There's one conversation about AI agents that isn't getting enough attention, and it's the one that matters most.
What happens after they're inside your systems?
Agents don't wait. They move across tools, trigger actions, and make decisions in sequence without a human in the loop at each step. That's the value proposition. It's also the risk surface.
Enterprise deployments tend to define access and stop there. What an agent is actually mandated to do, and where it stops gets treated as a detail to figure out later. An agent that can touch your systems without a clearly defined mandate is an open variable in your infrastructure, and open variables in large systems have a habit of becoming expensive problems.
A claims processing agent should be able to verify a policy, cross-reference a report, flag a discrepancy for human review. The moment it can initiate a payout above a threshold or change underlying policy terms without a second signature, the organisation has handed over a decision it probably didn't mean to. Defining that boundary is a governance decision, and it needs to be made before anything runs.

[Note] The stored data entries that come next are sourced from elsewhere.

PR #632, opened 2020-11-06
Use Proxy for GSFont.features/featurePrefixes

khaledhosny:
Matches Glyphs App API and for consistency with the rather identical GSFont.classes.

### DIFF
--- a/tests/classes_test.py
+++ b/tests/classes_test.py
@@ -1749,5 +1749,23 @@ class FontGlyphsProxyTest(unittest.TestCase):
             del self.font.glyphs[self.font]
 
 
+class FontClassesProxyTest(unittest.TestCase):
+    def setUp(self):
+        self.font = GSFont(TESTFILE_PATH)
+
+    def test_indxing_by_name(self):
+        assert "Languagesystems" in self.font.featurePrefixes
+        assert "c2sc_source" in self.font.classes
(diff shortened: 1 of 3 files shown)


tests/classes_test.py
```diff
@@ -1749,5 +1749,23 @@ def test_remove_glyphs(self):
             del self.font.glyphs[self.font]
 
 
+class FontClassesProxyTest(unittest.TestCase):
+    def setUp(self):
+        self.font = GSFont(TESTFILE_PATH)
+
+    def test_remove_glyphs(self):
```
schriftgestalt, line 1756: Is this a good name for the test?

madig:
Out of curiosity, is there something that didn't work before but does with this PR?

khaledhosny:
> Out of curiosity, is there something that didn't work before but does with this PR?

Without this PR they are simple lists, so you can’t access them by name, like in the examples in https://docu.glyphsapp.com/#GSFont.features. I was merging two fonts and trying to merge `Languagesystems` prefix instead of having two of it when I found this limitation. It can be worked around of course.

tests/classes_test.py
khaledhosny: Sorry, copy&paste.

anthrotype:
thanks

Issue #578, opened 2020-01-29
GDEF table does not include the bracket glyphs; no mark/mkmk generated


anthrotype:
when converting from .glyphs to UFO, glyphsLib generates a GDEF GlyphClassDef table (with Base, Mark, Ligature glyphs) based on the GlyphData.xml properties.
Now, ufo2ft uses a GDEF table (if present in the UFO features.fea) when generating mark and mkmk features. If a GDEF table definition is present in features.fea, then it only considers as bases/marks/ligatures the glyphs that are listed in the GDEF; those that aren't are simply excluded from the mark and mkmk lookups.

The problem is that, even if bracket layers contain some anchors (and the user expects these anchors to be used for generating mark/mkmk), glyphsLib is not considering these when auto-generating the GDEF table definition. This is because it generates this GDEF _before_ it actually converts the bracket _layers_ to standalone UFO glyphs. As it generates the GDEF, the bracket "glyphs" are not there yet, so they are not considered; by the time it has applied the bracket layers (copying them over to standalone glyphs), it is too late for them to be included in GDEF.

We need to reorder the logic here and make sure that GDEF contains the newly added bracket glyphs.

PR #640, opened 2020-11-19
apply master custom params _after_ writing master UFO features

anthrotype:
... otherwise, the 'Replace Feature' custom parameter will not work for masters, as it finds the features.fea text empty.

Similar to https://github.com/googlefonts/glyphsLib/pull/571 but rebased off latest master.

### DIFF
--- a/Lib/glyphsLib/builder/builders.py
+++ b/Lib/glyphsLib/builder/builders.py
@@ -256,12 +256,20 @@ class UFOBuilder(_LoggerMixin):
                 ufo_glyph = ufo_layer.newGlyph(glyph.name)
                 self.to_ufo_glyph(ufo_glyph, layer, layer.parent)
 
-        for source in self._sources.values():
+        for master_id, source in self._sources.items():
             ufo = source.font
             if self.propagate_anchors:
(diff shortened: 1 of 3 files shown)


khaledhosny:
Isn’t this the same as https://github.com/googlefonts/glyphsLib/pull/571?

moyogo:
> Isn’t this the same as #571?

It is but rebased and better :-)

@cosimo do you want tests?

anthrotype:
Yes, in fact I linked to it in my previous comment. The difference is that this PR is based on updated master branch, thus takes into account the need to update GDEF after bracket glyphs are generated (https://github.com/googlefonts/glyphsLib/issues/578)

anthrotype:
@moyogo thanks Denis, if you do have some tests, feel free to push here or pass them along

khaledhosny:
I need to learn how to read.

madig:
@moyogo do you happen to have a test lying around?

punchcutter:
Any chance to get this in one of these days? One Noto update I've been sitting on absolutely requires this for the variable font and testing with this branch it all works as expected.

PR #641, opened 2020-11-24
Implement "Link Metrics..." custom parameters

### LINKED ISSUE #256: Custom parameter "Link Metrics With Master" support is not complete
Presence of "Link Metrics With Master" or "Link Metrics With First Master" means that the masters that have set this custom parameter must also inherit the kerning from the referenced master.

At the moment, using this parameter results in the dependent UFOs/fonts having no kerning at all.

jenskutilek:
If the custom parameters "Link Metrics To Master" or "Link Metrics To First Master" are present, this will apply glyph layer widths and kerning from the referenced source master.

Fixes #256.


Lib/glyphsLib/builder/glyph.py
```diff
@@ -114,7 +114,53 @@ def to_ufo_glyph(self, ufo_glyph, layer, glyph):  # noqa: C901
...
+                if master.name == source_master_id:
+                    found = True
+                    source_layer = self.font.glyphs[glyph.name].layers[master.id]
+                    break
+        else:
+            found = True
+        if found:
+            width = source_layer.width
+        else:
+            logger.debug(
```
simoncozens, line 157: Could you switch these log levels (debug here, info later in the same file) around? If we're referencing a master and we don't have it, that's a problem and I want to know about it; if we're applying the width from a linked master, that's expected behaviour and I don't need to know about it.

Lib/glyphsLib/builder/glyph.py
```diff
@@ -114,7 +114,53 @@ def to_ufo_glyph(self, ufo_glyph, layer, glyph):  # noqa: C901
...
+            # Try by name instead of master ID
+            found = False
+            for master in self.font.masters:
+                if master.name == source_master_id:
+                    found = True
+                    source_layer = self.font.glyphs[glyph.name].layers[master.id]
+                    break
+        else:
+            found = True
+        if found:
```
simoncozens, line 154: You don't need to keep track of a separate `found` variable here. Just check whether `source_layer` is now defined.

Lib/glyphsLib/builder/glyph.py
```diff
@@ -114,7 +114,53 @@ def to_ufo_glyph(self, ufo_glyph, layer, glyph):  # noqa: C901
...
+            width = source_layer.width
+        else:
+            logger.debug(
+                f"{layer.parent.name}: Trying to apply width from master "
+                f"'{source_master_id}': master not found."
+            )
+            # Use the current layer width
+            width = layer.width
+        if layer.width != width:
+            logger.info(
```
simoncozens, line 164: Make this debug

Lib/glyphsLib/builder/kerning.py
```diff
@@ -15,12 +15,50 @@
...
+                    if source_master.name == source_master_id:
+                        found = True
+                        source_master_id = source_master.id
+                        break
+            else:
+                found = True
+            if found:
+                kerning_source_masters[master_id] = source_master_id
+            else:
+                print(f"Source master for kerning not found: '{source_master_id}'")
```
simoncozens, line 51: Make this logger.info please.

simoncozens (changes requested):
Thanks so much for this! I spoke to someone today who needed this functionality.

What you have here works fine, but it's a bit clumsy - a lot of repetition of the source-finding code. Instead, we could have a `metrics_source` method on a `GSFontMaster` object which returns the right master - either the master itself if no custom parameters are set, or the correct master/first master based on custom parameter.

Then you only need to do that search in the one place, and you can get the width information from `self.font.glyphs[glyph.name].layers[master.metrics_source].width` and the kerning information from `self.font.masters[master_id].metrics_source.kerning`.

Let me know if you want any help implementing that, or if you don't have time to make the changes, let me know and I'll do it.

simoncozens:
I've finished off Jens' PR. Would be good for another pair of eyes to OK my changes.

simoncozens:
@googlebot I consent.

Lib/glyphsLib/builder/glyph.py
```diff
@@ -123,7 +123,22 @@ def to_ufo_glyph(self, ufo_glyph, layer, glyph):  # noqa: C901
...
+    # The width may be taken from another master via the customParameters
+    # 'Link Metrics With Master' or 'Link Metrics With First Master'.
+    master = self.font.masters[layer.associatedMasterId or layer.layerId]
+    metric_source = master.metricsSource.id
+    metric_layer = self.font.glyphs[glyph.name].layers[metric_source]
+    if metric_layer:
+        width = metric_layer.width
+    else:
+        width = None
+    if layer.width != width:
```
anthrotype, line 136: you're only applying it if width is not None (or if metric_layer is true); the `!=` may catch the case when width is None and layer.width is not None and trigger the logging debug message, when in fact you haven't applied anything because width was None. I think the logger.debug() call should be moved in the `if metric_layer:` branch after you override `width = metric_layer.width`

Lib/glyphsLib/builder/kerning.py
```diff
@@ -14,15 +14,22 @@
 
 
 import re
+import logging
 
 from .glyph import BRACKET_GLYPH_RE
 
+logger = logging.getLogger(__name__)
```
anthrotype, line 21: where is this logger being used?

tests/link_metrics_test.py
```diff
@@ -0,0 +1,49 @@
...
+import unittest
+
+from glyphsLib import load_to_ufos
+
+
+def glyphs_file_path():
+    return os.path.join(os.path.dirname(__file__), "data", "LinkMetrics.glyphs")
+
+
+class UtilTest(unittest.TestCase):
```
anthrotype, line 27: you are using plain `assert .. == ...` like in pytest-style tests but then you're sublcassing from unittest.TestCase.. Either you subclass TestCase and then use unittest-style self.assertEqual(etc.) or you simply use pytest-style testing and remove the subclassing from unittest.TestCase. You can still group pytest tests as instance methods by creating the test class and naming it such that it _starts_ with the string "Test" (see https://docs.pytest.org/en/reorganize-docs/new-docs/user/naming_conventions.html). We can configure pytest so that it also recognizes class names that ends with "Test" but it's simpler if you rename it `TestUtil`.
I prefer that you use pytest-style for newly added tests.
The test runner in pytest anyway and it understand both. But mixing ways the two like you do here is incorrect.

anthrotype:
@jenskutilek the googlebot wants you to also reply "I consent" before it's happy

simoncozens:
Thanks, good catches.

simoncozens:
> @jenskutilek the googlebot wants you to also reply "I consent" before it's happy

No, it's happy enough now, because @jenskutilek was the PR originator.

anthrotype:
> No, it's happy enough now

yeah you're right

anthrotype (approved):
LGTM

jenskutilek:
Thank you @simoncozens for picking this up!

One agent is manageable. A fleet of agents is a department, and without consistency within that department, issues build quickly.
When agents don't behave predictably across a system, data drifts, decisions conflict, and the organisation inherits the mess.
Scope creep in a human team is visible. You can catch it, address it, course correct. In an agentic system, it compounds until it becomes structural.
Give agents the smallest footprint that gets the job done. The governance work feels slow upfront, but it's considerably slower to unpack later.